## [YOUR OBJECTIVE]
This exercise calls for copying every line below that holds the word "blob".

Saved entries
_ _ _ _ _ _ _
Issue #748, opened 2019-06-25
Fixing evaluation (Especially when restoring from a previous checkpoint 


pruksmhc:
If you want to evaluate on a previous checkpoint without training it further (do_pretrain = 0, do_target_train = 0, do_eval = 1) with args.load_target_train_checkpoint, it doesn't find the correct checkpoint to evaluate on.

Issue #741, opened 2019-06-24
do_eval is broken with args.load_target_train_checkpoint


sleepinyourhat:
We only save the special model_state_untrained_pre_target_train.th checkpoint if there is no load_target_train_checkpoint, but we look for it regardless at the end of the target task training section in main.

save: https://github.com/nyu-mll/jiant/blob/master/main.py#L142

load: https://github.com/nyu-mll/jiant/blob/master/main.py#L525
_ _ _ _ _ _ _
## [REPLY TO THE TASK]
save: https://github.com/nyu-mll/jiant/blob/master/main.py#L142
load: https://github.com/nyu-mll/jiant/blob/master/main.py#L525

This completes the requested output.